Saved entries:

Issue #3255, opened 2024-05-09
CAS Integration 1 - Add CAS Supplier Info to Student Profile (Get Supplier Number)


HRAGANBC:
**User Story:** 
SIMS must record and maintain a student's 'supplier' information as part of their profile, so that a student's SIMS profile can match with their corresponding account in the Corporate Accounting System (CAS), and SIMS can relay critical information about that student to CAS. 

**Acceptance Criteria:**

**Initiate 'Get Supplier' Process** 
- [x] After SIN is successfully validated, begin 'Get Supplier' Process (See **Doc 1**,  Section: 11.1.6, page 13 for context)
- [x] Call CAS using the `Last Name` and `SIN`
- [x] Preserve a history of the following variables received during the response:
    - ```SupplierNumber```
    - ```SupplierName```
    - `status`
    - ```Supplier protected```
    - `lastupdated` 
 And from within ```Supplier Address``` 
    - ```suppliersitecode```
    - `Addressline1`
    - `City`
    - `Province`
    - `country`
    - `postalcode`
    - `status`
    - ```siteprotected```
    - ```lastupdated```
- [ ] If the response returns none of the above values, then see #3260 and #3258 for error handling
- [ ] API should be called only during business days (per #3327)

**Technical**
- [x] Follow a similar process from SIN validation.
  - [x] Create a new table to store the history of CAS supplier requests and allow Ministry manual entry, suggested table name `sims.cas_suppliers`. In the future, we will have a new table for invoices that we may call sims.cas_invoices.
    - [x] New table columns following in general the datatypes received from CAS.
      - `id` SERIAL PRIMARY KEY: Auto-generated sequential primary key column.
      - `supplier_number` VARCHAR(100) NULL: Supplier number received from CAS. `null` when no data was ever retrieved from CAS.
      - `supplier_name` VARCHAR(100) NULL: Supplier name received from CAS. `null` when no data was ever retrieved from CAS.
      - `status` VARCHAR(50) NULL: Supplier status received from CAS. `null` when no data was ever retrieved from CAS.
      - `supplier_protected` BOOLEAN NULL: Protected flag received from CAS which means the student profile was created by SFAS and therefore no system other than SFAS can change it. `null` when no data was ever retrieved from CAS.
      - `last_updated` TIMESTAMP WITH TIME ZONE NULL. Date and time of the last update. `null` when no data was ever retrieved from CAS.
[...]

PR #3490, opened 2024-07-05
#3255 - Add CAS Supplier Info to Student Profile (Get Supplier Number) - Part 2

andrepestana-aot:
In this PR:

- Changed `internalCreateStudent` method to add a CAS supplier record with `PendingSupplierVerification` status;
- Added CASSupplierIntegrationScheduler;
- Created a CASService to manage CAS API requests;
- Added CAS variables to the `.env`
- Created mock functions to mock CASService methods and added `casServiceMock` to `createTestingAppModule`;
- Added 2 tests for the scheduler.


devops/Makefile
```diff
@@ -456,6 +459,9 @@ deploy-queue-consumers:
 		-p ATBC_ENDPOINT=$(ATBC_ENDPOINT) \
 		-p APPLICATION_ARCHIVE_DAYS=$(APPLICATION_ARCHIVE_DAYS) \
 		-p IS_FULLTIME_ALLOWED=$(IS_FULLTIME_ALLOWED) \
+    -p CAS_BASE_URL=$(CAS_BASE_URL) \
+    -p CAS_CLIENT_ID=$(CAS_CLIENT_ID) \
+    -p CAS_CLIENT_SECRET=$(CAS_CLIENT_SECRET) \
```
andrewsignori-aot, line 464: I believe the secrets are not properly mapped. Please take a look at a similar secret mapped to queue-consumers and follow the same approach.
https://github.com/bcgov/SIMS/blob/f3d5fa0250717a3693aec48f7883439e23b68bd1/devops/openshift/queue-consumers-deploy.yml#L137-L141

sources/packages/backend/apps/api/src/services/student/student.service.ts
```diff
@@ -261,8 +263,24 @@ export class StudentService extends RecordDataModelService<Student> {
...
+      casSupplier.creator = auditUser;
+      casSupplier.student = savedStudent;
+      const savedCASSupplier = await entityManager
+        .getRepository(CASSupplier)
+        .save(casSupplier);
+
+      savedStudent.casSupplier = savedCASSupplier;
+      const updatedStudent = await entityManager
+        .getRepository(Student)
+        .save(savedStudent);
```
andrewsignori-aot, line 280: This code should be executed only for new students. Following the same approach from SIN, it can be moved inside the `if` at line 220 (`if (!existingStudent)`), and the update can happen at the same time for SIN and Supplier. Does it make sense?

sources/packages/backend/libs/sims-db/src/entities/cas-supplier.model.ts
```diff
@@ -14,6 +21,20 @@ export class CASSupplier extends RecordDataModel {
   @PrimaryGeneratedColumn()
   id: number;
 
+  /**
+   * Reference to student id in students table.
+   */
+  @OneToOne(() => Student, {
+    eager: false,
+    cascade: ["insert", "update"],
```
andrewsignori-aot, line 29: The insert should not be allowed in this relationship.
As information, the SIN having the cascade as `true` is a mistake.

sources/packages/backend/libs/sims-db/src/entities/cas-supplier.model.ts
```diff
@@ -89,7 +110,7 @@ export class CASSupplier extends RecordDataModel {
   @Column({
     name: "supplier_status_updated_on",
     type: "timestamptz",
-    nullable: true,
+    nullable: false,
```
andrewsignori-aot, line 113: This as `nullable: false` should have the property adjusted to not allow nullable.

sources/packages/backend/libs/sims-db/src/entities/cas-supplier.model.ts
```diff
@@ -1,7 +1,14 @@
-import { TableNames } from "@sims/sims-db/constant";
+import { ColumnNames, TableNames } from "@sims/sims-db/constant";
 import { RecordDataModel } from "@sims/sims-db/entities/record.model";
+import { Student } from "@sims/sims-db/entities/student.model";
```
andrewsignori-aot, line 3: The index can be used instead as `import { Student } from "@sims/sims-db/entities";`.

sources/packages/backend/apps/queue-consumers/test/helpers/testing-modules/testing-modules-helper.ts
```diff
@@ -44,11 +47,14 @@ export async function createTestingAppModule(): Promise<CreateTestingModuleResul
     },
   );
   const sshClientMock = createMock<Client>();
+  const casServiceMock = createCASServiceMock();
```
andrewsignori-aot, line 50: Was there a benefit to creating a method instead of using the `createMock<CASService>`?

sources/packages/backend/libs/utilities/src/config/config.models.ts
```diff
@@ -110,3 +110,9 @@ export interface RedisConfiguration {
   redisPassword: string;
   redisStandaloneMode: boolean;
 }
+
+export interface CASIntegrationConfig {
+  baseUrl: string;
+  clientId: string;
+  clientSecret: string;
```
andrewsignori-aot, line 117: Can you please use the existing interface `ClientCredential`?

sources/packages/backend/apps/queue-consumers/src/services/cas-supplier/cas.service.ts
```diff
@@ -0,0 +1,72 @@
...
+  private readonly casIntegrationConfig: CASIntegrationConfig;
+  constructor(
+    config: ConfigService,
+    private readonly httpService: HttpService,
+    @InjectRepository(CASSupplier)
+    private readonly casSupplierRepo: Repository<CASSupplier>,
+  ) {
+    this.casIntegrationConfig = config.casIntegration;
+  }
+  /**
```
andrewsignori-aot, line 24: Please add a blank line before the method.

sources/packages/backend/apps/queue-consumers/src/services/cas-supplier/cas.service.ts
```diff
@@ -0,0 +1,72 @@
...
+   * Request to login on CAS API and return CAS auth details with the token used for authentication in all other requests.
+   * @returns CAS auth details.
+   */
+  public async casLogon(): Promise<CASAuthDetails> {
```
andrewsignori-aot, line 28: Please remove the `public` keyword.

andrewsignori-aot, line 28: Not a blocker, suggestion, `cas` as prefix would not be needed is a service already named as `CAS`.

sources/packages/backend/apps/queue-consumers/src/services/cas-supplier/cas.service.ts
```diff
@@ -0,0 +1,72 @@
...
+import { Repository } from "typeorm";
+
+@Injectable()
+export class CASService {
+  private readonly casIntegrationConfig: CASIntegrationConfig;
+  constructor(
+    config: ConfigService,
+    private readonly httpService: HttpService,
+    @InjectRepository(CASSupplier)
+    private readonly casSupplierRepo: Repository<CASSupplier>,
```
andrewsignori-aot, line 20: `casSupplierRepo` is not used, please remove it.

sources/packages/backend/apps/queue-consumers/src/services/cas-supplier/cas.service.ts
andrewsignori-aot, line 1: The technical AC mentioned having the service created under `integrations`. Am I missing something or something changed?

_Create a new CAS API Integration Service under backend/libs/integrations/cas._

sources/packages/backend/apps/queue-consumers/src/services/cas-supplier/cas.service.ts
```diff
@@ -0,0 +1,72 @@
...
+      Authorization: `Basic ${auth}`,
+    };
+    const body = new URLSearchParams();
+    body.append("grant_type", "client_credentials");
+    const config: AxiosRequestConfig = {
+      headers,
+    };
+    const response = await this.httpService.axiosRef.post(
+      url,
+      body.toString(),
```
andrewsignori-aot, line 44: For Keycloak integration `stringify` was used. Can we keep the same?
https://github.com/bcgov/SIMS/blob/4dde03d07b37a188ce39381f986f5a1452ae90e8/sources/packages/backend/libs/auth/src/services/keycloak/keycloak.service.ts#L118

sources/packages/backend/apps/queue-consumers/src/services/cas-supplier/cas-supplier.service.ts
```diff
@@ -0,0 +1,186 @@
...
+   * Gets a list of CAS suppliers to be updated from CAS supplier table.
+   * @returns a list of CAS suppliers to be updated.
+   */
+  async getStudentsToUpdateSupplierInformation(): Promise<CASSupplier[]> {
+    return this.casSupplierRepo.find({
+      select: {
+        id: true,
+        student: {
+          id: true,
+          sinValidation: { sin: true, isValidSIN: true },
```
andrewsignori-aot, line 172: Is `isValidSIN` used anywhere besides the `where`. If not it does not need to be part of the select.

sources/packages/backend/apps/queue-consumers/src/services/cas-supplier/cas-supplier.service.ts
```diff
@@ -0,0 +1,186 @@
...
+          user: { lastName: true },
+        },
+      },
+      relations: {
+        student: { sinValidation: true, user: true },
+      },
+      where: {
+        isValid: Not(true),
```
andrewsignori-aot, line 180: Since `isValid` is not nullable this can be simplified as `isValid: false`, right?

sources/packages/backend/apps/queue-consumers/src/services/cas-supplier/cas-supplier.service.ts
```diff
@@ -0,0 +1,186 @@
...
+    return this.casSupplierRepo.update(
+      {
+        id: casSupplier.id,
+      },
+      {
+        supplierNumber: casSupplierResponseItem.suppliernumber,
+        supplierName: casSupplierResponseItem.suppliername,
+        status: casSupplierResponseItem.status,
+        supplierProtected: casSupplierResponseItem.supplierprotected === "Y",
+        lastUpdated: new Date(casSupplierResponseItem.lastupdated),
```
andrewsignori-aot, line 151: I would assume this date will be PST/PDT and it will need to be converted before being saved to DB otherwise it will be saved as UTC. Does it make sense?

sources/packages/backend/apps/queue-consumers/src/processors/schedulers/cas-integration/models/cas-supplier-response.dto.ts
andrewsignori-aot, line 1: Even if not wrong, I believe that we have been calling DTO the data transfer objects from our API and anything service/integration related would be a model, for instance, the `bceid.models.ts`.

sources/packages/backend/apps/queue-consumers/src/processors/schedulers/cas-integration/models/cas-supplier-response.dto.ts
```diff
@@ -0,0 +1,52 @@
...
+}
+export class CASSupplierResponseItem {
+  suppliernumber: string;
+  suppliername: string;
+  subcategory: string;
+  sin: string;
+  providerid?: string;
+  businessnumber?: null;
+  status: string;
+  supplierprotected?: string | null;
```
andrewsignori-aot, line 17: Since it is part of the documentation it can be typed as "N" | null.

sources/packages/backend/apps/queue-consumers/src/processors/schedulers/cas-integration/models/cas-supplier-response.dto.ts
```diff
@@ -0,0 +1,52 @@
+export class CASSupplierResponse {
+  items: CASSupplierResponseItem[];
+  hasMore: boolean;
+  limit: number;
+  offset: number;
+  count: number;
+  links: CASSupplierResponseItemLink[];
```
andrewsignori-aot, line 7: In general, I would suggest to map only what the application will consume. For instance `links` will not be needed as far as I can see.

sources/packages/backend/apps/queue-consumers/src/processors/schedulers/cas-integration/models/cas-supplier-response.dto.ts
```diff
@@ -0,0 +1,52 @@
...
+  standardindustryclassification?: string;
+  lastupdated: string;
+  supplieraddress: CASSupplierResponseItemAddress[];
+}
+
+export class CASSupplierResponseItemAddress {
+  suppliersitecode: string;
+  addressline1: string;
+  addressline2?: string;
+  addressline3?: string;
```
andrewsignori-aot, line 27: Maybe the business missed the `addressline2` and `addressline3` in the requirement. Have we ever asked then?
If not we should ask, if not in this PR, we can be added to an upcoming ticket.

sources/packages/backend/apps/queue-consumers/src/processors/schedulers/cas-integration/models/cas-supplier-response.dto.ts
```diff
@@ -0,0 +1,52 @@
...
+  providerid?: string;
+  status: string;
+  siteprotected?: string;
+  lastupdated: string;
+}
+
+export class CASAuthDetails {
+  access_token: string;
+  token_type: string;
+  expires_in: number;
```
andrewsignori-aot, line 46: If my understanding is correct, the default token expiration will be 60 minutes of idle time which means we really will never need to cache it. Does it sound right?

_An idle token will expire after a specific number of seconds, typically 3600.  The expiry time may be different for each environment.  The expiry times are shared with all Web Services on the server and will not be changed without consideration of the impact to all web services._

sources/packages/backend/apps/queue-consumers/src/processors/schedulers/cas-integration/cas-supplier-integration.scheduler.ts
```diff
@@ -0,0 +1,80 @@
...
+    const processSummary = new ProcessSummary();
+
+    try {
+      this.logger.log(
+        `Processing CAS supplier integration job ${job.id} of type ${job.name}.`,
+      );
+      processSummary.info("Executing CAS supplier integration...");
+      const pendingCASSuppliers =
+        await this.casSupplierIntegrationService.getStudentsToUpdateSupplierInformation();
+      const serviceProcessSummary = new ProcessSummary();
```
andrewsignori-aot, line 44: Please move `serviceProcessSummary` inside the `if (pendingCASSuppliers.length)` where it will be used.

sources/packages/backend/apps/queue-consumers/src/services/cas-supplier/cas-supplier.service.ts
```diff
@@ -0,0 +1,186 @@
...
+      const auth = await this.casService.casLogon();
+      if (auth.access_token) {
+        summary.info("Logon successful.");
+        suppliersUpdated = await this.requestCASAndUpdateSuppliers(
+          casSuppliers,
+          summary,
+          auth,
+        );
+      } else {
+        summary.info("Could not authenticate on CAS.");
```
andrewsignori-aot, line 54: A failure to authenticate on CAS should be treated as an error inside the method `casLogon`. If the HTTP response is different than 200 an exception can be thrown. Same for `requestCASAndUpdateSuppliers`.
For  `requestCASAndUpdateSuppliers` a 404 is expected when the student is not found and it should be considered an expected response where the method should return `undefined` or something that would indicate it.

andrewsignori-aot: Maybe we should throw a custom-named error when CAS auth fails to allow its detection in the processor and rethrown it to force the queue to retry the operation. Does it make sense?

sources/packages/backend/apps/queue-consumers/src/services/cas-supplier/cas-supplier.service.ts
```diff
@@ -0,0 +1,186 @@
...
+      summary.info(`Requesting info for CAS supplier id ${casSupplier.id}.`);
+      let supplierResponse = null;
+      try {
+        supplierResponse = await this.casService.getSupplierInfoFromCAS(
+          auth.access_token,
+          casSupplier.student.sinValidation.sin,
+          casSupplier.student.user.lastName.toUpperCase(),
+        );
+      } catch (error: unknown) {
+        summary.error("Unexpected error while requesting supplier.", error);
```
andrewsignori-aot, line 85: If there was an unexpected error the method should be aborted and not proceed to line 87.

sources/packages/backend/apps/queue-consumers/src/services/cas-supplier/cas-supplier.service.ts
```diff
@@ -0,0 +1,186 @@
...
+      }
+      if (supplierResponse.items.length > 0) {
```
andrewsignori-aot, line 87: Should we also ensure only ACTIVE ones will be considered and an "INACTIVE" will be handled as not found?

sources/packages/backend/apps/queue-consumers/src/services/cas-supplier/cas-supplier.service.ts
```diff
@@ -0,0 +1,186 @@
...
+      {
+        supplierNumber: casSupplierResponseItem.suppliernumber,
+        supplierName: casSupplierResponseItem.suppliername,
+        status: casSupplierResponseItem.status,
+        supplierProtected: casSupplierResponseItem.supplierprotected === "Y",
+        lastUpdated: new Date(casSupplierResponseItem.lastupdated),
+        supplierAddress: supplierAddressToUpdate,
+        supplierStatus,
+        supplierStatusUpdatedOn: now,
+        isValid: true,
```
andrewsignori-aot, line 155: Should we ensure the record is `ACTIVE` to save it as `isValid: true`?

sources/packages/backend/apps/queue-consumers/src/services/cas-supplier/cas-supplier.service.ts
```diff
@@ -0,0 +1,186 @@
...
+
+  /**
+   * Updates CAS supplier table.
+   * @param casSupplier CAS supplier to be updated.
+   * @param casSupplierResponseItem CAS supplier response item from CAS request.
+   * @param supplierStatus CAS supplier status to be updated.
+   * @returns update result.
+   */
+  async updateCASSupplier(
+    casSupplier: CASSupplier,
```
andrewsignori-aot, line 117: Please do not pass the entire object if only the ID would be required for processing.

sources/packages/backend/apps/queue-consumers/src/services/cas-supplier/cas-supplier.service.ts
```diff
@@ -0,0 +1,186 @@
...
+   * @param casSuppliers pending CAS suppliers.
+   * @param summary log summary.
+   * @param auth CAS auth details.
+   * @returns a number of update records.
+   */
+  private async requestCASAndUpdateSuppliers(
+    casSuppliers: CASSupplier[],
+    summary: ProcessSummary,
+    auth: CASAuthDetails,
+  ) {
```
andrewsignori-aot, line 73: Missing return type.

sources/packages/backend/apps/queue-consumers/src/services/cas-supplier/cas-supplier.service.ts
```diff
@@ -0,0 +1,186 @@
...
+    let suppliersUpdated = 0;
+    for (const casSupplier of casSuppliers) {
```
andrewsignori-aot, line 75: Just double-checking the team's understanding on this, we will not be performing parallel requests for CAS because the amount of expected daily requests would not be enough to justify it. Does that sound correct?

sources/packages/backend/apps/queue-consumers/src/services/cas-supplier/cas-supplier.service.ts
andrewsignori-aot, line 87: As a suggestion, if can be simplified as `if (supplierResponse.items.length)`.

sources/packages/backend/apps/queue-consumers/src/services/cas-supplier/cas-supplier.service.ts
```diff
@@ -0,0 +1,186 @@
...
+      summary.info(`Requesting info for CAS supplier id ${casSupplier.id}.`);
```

Work instructions :: Would you copy every line of the entries that includes the word "export"?

Answer to this task ::
@@ -261,8 +263,24 @@ export class StudentService extends RecordDataModelService<Student> {
@@ -14,6 +21,20 @@ export class CASSupplier extends RecordDataModel {
@@ -89,7 +110,7 @@ export class CASSupplier extends RecordDataModel {
@@ -44,11 +47,14 @@ export async function createTestingAppModule(): Promise<CreateTestingModuleResul
@@ -110,3 +110,9 @@ export interface RedisConfiguration {
+export interface CASIntegrationConfig {
+export class CASService {
+export class CASSupplierResponseItem {
+export class CASSupplierResponse {
+export class CASSupplierResponseItemAddress {
+export class CASAuthDetails {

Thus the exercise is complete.